→ WHAT YOU SHOULD DO:
In your reply, reproduce the lines from the first one below to the line containing "(compile-only, not transitive)", inclusive, exactly as they stand.

── DATA RECORDS

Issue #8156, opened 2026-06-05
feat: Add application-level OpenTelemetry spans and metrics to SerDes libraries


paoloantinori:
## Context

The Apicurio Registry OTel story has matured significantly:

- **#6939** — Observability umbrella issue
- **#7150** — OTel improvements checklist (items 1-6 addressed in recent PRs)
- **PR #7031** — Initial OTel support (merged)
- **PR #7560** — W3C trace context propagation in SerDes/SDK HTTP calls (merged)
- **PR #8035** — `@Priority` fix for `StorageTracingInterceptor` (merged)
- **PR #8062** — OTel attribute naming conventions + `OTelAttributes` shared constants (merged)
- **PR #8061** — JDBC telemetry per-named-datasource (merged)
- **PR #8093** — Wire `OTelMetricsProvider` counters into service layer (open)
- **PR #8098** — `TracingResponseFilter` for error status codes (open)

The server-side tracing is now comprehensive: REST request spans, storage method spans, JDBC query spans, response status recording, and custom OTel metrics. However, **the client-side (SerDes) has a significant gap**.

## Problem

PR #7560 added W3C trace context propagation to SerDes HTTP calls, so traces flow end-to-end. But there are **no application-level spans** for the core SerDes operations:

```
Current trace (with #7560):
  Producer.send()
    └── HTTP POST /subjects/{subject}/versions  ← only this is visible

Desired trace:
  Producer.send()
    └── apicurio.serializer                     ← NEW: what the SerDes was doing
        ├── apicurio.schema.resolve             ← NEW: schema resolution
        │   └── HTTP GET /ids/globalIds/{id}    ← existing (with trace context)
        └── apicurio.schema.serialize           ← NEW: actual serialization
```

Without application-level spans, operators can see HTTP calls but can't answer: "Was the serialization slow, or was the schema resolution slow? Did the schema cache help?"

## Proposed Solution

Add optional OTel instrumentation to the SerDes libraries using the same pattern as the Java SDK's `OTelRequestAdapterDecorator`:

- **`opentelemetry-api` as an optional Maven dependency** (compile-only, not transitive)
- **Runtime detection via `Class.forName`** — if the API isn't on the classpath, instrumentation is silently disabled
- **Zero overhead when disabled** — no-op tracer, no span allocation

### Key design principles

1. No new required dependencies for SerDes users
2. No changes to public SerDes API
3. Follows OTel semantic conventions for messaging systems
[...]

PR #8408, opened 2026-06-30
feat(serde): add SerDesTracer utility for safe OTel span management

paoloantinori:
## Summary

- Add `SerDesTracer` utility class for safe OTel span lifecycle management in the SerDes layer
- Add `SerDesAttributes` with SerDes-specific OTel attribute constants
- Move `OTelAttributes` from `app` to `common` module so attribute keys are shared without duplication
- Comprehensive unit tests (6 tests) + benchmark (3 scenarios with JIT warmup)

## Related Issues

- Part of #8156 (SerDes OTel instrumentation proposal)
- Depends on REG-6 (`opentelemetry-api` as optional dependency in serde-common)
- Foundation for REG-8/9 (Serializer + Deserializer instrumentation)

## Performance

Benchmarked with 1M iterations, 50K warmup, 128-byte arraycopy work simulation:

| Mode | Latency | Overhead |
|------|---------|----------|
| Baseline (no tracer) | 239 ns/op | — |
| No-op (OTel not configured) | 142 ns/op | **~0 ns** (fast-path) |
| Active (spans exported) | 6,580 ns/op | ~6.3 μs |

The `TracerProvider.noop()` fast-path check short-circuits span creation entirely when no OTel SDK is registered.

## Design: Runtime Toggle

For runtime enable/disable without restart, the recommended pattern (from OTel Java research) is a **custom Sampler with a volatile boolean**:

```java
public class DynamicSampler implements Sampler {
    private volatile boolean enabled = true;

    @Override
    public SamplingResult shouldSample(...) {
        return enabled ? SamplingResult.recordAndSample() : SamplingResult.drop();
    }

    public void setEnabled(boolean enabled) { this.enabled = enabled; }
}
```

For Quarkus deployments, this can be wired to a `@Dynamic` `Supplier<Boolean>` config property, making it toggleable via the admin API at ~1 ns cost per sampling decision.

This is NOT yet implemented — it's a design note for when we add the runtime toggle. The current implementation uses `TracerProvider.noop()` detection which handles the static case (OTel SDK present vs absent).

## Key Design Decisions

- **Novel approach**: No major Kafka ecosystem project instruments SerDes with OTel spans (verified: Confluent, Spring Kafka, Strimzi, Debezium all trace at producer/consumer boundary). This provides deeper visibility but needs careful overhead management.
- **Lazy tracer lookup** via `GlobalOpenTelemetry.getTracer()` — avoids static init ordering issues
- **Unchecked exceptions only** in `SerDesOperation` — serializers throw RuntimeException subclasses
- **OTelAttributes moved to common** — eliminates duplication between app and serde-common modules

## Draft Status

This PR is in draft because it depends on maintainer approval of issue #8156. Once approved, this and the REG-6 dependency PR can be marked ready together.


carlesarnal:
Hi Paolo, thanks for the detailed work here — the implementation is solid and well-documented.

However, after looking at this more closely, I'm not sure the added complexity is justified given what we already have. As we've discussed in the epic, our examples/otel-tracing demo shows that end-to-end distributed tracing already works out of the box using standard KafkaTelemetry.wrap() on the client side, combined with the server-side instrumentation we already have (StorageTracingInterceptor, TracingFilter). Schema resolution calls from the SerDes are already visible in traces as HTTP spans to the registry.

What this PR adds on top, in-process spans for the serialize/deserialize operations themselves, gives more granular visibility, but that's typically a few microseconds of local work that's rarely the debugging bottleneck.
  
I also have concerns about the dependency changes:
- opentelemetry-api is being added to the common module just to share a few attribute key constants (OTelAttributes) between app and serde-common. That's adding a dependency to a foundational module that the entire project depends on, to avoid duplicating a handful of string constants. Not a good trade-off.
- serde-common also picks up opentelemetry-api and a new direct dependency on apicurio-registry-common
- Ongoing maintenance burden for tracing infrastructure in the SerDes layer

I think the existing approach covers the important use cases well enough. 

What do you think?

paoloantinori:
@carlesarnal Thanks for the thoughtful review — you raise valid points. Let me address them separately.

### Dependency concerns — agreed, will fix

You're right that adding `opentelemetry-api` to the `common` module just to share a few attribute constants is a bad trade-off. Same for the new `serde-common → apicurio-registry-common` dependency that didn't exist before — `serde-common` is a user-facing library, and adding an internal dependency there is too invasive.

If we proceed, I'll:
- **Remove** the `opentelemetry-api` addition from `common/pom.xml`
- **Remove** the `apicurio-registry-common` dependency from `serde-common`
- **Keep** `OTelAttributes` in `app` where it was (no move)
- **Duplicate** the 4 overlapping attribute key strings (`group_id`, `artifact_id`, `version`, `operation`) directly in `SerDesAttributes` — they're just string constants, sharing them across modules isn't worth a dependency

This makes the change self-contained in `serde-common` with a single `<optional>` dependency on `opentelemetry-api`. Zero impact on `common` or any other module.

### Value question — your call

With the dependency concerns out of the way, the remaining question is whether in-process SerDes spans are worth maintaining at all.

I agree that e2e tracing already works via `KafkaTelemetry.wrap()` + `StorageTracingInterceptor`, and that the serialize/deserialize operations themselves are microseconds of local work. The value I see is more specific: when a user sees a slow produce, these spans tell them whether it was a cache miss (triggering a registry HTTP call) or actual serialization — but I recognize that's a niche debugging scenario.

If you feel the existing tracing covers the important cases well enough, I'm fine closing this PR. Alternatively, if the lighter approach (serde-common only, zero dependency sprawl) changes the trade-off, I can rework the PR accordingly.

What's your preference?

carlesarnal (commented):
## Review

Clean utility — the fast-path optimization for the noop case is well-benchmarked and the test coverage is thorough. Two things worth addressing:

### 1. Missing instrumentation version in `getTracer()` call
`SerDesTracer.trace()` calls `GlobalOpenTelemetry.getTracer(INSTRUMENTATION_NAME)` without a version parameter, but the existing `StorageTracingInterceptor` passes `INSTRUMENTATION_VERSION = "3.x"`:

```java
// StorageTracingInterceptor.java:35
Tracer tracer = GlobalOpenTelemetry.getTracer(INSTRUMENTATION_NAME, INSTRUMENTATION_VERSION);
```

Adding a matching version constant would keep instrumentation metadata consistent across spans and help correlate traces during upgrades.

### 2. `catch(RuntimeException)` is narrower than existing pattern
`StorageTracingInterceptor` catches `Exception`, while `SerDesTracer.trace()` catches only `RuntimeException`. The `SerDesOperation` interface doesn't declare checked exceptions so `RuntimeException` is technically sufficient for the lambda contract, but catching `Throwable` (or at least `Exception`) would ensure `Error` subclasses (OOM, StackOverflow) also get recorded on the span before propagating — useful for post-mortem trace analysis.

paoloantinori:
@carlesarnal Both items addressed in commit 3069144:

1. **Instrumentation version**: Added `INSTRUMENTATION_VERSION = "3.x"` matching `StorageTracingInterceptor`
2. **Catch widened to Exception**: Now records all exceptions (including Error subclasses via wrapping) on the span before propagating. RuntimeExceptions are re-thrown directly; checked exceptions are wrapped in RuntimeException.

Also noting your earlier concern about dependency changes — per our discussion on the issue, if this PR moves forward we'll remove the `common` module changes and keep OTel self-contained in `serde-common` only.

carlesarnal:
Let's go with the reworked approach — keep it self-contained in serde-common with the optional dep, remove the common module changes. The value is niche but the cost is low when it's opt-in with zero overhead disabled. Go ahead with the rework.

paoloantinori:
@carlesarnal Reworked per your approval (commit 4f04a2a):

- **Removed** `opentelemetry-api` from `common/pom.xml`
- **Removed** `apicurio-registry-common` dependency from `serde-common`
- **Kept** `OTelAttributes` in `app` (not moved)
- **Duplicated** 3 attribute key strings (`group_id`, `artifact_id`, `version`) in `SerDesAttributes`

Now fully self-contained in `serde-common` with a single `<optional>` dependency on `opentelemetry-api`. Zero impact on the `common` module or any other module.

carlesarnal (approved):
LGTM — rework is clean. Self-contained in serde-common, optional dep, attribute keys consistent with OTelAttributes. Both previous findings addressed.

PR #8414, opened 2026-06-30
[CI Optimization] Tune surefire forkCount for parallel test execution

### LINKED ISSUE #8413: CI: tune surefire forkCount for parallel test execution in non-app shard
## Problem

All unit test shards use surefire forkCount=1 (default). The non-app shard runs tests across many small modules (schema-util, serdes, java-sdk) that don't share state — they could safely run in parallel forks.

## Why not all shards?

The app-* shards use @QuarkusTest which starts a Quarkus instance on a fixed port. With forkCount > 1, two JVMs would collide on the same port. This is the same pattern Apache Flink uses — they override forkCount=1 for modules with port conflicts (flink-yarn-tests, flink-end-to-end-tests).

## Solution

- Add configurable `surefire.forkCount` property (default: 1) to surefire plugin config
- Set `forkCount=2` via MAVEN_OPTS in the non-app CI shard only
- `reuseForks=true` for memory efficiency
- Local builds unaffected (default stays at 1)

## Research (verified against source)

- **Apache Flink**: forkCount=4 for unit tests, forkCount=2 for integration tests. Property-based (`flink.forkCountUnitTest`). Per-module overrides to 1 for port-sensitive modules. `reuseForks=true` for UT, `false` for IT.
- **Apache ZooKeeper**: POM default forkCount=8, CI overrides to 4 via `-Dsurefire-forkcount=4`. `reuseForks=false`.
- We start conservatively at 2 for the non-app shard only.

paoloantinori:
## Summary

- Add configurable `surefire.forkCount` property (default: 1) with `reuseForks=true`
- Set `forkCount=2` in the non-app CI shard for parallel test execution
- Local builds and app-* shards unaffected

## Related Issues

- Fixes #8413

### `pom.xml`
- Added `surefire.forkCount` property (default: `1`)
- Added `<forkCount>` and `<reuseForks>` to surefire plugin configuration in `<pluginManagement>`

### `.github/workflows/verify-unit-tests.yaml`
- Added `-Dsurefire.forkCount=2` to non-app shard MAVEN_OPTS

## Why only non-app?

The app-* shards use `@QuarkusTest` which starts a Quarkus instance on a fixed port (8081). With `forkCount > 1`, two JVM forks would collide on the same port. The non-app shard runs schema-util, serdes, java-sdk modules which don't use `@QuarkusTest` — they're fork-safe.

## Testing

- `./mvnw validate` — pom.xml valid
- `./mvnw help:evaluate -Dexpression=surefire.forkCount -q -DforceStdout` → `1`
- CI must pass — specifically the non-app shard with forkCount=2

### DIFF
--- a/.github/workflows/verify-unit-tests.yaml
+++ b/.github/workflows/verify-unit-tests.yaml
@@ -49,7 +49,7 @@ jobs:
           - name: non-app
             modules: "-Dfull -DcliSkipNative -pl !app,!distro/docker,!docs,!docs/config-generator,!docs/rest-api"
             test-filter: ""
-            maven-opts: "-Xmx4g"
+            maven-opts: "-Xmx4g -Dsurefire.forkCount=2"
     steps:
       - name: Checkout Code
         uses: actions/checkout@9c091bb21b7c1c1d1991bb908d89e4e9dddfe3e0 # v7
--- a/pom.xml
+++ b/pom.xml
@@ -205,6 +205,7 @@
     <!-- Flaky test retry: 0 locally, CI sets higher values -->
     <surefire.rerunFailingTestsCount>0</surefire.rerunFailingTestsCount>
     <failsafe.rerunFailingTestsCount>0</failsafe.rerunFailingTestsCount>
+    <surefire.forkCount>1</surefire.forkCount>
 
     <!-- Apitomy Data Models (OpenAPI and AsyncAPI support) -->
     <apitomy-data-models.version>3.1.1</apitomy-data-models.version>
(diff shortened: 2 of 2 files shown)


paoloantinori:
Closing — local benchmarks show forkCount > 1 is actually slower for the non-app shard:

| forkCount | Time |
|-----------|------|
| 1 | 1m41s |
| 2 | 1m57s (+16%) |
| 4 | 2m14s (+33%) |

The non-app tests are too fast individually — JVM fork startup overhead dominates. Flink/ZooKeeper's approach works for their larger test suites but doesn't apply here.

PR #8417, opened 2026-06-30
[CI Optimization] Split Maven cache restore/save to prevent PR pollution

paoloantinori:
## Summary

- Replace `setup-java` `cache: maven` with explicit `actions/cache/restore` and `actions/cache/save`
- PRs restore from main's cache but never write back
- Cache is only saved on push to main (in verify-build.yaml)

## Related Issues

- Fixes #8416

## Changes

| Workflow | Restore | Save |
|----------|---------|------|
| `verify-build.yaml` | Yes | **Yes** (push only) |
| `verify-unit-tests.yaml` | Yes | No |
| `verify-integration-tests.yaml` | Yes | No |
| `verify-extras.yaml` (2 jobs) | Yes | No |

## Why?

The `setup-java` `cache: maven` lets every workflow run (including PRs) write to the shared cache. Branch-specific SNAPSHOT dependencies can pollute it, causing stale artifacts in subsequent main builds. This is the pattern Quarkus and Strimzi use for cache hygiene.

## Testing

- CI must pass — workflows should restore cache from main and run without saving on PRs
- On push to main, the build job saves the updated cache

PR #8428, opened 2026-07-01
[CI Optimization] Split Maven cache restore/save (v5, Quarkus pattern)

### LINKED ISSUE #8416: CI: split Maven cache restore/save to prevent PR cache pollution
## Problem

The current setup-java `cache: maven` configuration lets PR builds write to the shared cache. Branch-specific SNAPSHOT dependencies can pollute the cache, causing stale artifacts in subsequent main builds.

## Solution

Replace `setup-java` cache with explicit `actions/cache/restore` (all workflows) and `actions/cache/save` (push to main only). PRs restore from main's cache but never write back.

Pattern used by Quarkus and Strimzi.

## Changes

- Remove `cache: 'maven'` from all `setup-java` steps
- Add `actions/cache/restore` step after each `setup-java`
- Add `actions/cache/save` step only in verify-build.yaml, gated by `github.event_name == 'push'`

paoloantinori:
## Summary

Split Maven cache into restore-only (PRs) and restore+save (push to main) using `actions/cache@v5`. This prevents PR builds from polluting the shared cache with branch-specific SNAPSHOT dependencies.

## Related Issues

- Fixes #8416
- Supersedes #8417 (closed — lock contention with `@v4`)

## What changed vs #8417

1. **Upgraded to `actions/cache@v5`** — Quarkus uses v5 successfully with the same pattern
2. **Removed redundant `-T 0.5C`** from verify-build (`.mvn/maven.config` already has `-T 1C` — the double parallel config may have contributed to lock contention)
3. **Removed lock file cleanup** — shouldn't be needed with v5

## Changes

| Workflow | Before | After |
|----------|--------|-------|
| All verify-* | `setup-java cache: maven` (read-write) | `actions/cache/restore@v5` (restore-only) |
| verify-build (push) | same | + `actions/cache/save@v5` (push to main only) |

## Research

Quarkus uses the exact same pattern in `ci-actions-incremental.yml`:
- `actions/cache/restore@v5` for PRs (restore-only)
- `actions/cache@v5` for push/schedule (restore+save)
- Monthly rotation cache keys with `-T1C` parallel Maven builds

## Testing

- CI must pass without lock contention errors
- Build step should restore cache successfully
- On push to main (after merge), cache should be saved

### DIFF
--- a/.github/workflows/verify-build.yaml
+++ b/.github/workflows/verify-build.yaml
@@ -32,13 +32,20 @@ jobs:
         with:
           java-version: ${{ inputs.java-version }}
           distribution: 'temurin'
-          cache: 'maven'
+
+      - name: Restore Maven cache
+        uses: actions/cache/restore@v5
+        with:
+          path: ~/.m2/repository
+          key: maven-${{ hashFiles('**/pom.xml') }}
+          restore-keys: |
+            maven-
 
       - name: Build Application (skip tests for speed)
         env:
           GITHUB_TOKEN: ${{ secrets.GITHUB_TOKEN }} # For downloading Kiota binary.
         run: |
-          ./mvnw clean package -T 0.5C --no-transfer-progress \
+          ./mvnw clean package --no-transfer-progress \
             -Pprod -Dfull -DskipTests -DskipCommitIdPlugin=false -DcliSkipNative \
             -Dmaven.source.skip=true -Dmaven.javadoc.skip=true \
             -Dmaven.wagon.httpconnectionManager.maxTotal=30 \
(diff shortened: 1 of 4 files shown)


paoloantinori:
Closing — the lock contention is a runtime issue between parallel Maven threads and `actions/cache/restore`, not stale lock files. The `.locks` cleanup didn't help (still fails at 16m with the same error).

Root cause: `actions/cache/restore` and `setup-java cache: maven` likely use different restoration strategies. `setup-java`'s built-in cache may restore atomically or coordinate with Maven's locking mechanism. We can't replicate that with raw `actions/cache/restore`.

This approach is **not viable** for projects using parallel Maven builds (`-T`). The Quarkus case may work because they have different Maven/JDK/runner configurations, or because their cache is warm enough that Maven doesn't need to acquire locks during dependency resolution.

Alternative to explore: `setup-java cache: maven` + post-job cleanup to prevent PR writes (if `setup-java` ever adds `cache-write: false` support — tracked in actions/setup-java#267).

────

→ EXERCISE ANSWER:
Issue #8156, opened 2026-06-05
feat: Add application-level OpenTelemetry spans and metrics to SerDes libraries


paoloantinori:
## Context

The Apicurio Registry OTel story has matured significantly:

- **#6939** — Observability umbrella issue
- **#7150** — OTel improvements checklist (items 1-6 addressed in recent PRs)
- **PR #7031** — Initial OTel support (merged)
- **PR #7560** — W3C trace context propagation in SerDes/SDK HTTP calls (merged)
- **PR #8035** — `@Priority` fix for `StorageTracingInterceptor` (merged)
- **PR #8062** — OTel attribute naming conventions + `OTelAttributes` shared constants (merged)
- **PR #8061** — JDBC telemetry per-named-datasource (merged)
- **PR #8093** — Wire `OTelMetricsProvider` counters into service layer (open)
- **PR #8098** — `TracingResponseFilter` for error status codes (open)

The server-side tracing is now comprehensive: REST request spans, storage method spans, JDBC query spans, response status recording, and custom OTel metrics. However, **the client-side (SerDes) has a significant gap**.

## Problem

PR #7560 added W3C trace context propagation to SerDes HTTP calls, so traces flow end-to-end. But there are **no application-level spans** for the core SerDes operations:

```
Current trace (with #7560):
  Producer.send()
    └── HTTP POST /subjects/{subject}/versions  ← only this is visible

Desired trace:
  Producer.send()
    └── apicurio.serializer                     ← NEW: what the SerDes was doing
        ├── apicurio.schema.resolve             ← NEW: schema resolution
        │   └── HTTP GET /ids/globalIds/{id}    ← existing (with trace context)
        └── apicurio.schema.serialize           ← NEW: actual serialization
```

Without application-level spans, operators can see HTTP calls but can't answer: "Was the serialization slow, or was the schema resolution slow? Did the schema cache help?"

## Proposed Solution

Add optional OTel instrumentation to the SerDes libraries using the same pattern as the Java SDK's `OTelRequestAdapterDecorator`:

- **`opentelemetry-api` as an optional Maven dependency** (compile-only, not transitive)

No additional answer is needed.